Disney legend Glynis Johns passed away on Thursday, January 4, in Los Angeles due to natural causes, as her manager verified. She was a century old.




Disney legend Glynis Johns passed away on Thursday, January 4, in Los Angeles due to natural causes, as her manager verified. She was a century old.

Johns became everyone's favorite sister suffragette and is most remembered by Disney fans for her role as feminist Winifred Banks in the Academy Award®–winning Mary Poppins (1964). She was specifically chosen by Walt Disney to play the pivotal role in his career because, like many moviegoers, he was captivated by her glamorous on-screen demeanor. As noted by movie critic Leonard Maltin in his book The Disney Films, he made the perfect casting choice: "She lights up the screen the minute she appears [in Mary Poppins]," he wrote. "She makes the most of every minute, and her hilarious suffragette song is especially delightful."

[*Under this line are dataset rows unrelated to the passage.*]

PR #786, opened 2023-01-13
first version ArrayList

OksanaC:


src/main/java/core/basesyntax/ArrayList.java
```diff
@@ -1,48 +1,104 @@
...
+        arrayList[index] = value;
+        size++;
     }
 
     @Override
     public void addAll(List<T> list) {
-
+        if (list == null) {
+            return;
+        }
```
karma-o, line 43: I think this check is redundant

src/main/java/core/basesyntax/ArrayList.java
```diff
@@ -1,48 +1,104 @@
...
-
+        checkIndex(index);
+        arrayList[index] = value;
     }
 
     @Override
     public T remove(int index) {
-        return null;
+        checkIndex(index);
+        final T removedArrayList = arrayList[index];
```
karma-o, line 64: did we remove the whole list? :)
```suggestion
        final T removedElement = arrayList[index];
```

src/main/java/core/basesyntax/ArrayList.java
```diff
@@ -1,48 +1,104 @@
 package core.basesyntax;
 
+import java.util.NoSuchElementException;
+
 public class ArrayList<T> implements List<T> {
+    private static final int CAPACITY_DEFAULT = 10;
+    private static final double CAPACITY_GROW = 1.5;
+    private int size;
+    private T[] arrayList;
```
karma-o, line 9: names are a bit off
```suggestion
    private static final int CAPACITY_DEFAULT = 10;
    private static final double CAPACITY_GROW_MULTIPLIER = 1.5;
    private int size;
    private T[] data;
```

src/main/java/core/basesyntax/ArrayList.java
```diff
@@ -1,48 +1,104 @@
...
 
     @Override
     public T remove(T element) {
-        return null;
+        for (int i = 0; i < this.size; i++) {
+            if (arrayList[i] == element || arrayList[i] != null && arrayList[i].equals(element)) {
+                return remove(i);
+            }
+        }
+        throw new NoSuchElementException(" The list is empty");
```
karma-o, line 77: That does not mean our list is empty, only that we don't have such an element
```suggestion
        throw new NoSuchElementException("Element: " + element + "is not present in the list");
```

src/main/java/core/basesyntax/ArrayList.java
```diff
@@ -1,48 +1,104 @@
...
-        return 0;
+        return size;
     }
 
     @Override
     public boolean isEmpty() {
+        if (size == 0) {
+            return true;
+        }
         return false;
```
karma-o, line 90:
```suggestion
        return size == 0;
```

src/main/java/core/basesyntax/ArrayList.java
```diff
@@ -1,48 +1,104 @@
...
     }
+
+    private void checkIndex(int index) {
+        if (index < 0 || index >= size) {
+            throw new ArrayListIndexOutOfBoundsException("This index is invalid");
```
karma-o, line 95: what exactly index?
```suggestion
            throw new ArrayListIndexOutOfBoundsException("Index: " + index + " is invalid");
```

karma-o (changes requested):
good job on the task :1st_place_medal:

karma-o (approved):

Disney legend Glynis Johns passed away on Thursday, January 4, in Los Angeles due to natural causes, as her manager verified. She was a century old.



Johns, who was inducted as a Disney Legend in 1998, was born in Pretoria, South Africa, on October 5, 1923, to Welsh parents. When she graduated at age ten with a degree in dance education, she made history. After winning 25 gold medals for dancing in England by the age of 12, she made her cinematic debut in South Riding (1938). Her first adult performance was in 49th Parallel (1941), directed by Michael Powell and Emeric Pressburger, which starred Laurence Olivier, Leslie Howard, and Raymond Massey and was released in America under the title The Invaders. She became the youngest actress to portray the lead in a theater production at the age of 19.


When The Walt Disney Studios started making live-action movies in England in the early 1950s, she started to be connected with the company.

In the 1953 film The Sword and the Rose, costarring Richard Todd, she played the mercurial Mary Tudor. She portrayed the lively wife of a Scottish independence fighter in Rob Roy, the Highland Rogue (1953) as Helen Mary MacGregor. She went back to Disney ten years later, in 1964, to star in Mary Poppins. The popular musical received five Oscars and thirteen Academy Award® nominations.






Along with her own series, Glynis, Johns starred in television programs like General Electric Theatre and The Cavanaughs. She had guest appearances in television shows such as Batman, Cheers, and Murder She Wrote, which starred the late Angela Lansbury, another Disney Legend.




Johns was nominated for an Academy Award in 1960 for Best Supporting Actress for her performance as Mrs. Firth in Robert Mitchum's film The Sundowners. She later won a Tony Award® in 1973 for her outstanding performance on stage as Stephen Sondheim's original cast member Desiree Armfeldt in A Little Night Music. Sondheim once remarked of Johns that her performance of "Send in the Clowns" was still his favorite.





She appeared in almost two dozen stage plays and over fifty motion pictures, including Dear Brigitte (1965) with James Stewart and Oscar Wilde's An Ideal Husband (1947) starring Paulette Goddard. Alongside Derek Jacobi, she also starred in an ABC children's TV anthology adaptation of The Secret Garden.

Johns came back to work at The Walt Disney Studios in 1994, costarring in The Ref, a Touchstone comedy. She starred alongside Sandra Bullock in Hollywood Pictures' blockbuster film While You Were Sleeping the next year. Johns was also included in archive material for the HBO documentary Six by Sondheim (2013) and the documentary Supercalifragilisticexpialidocious: The Making of "Mary Poppins" (2004) from Buena Vista Home Entertainment.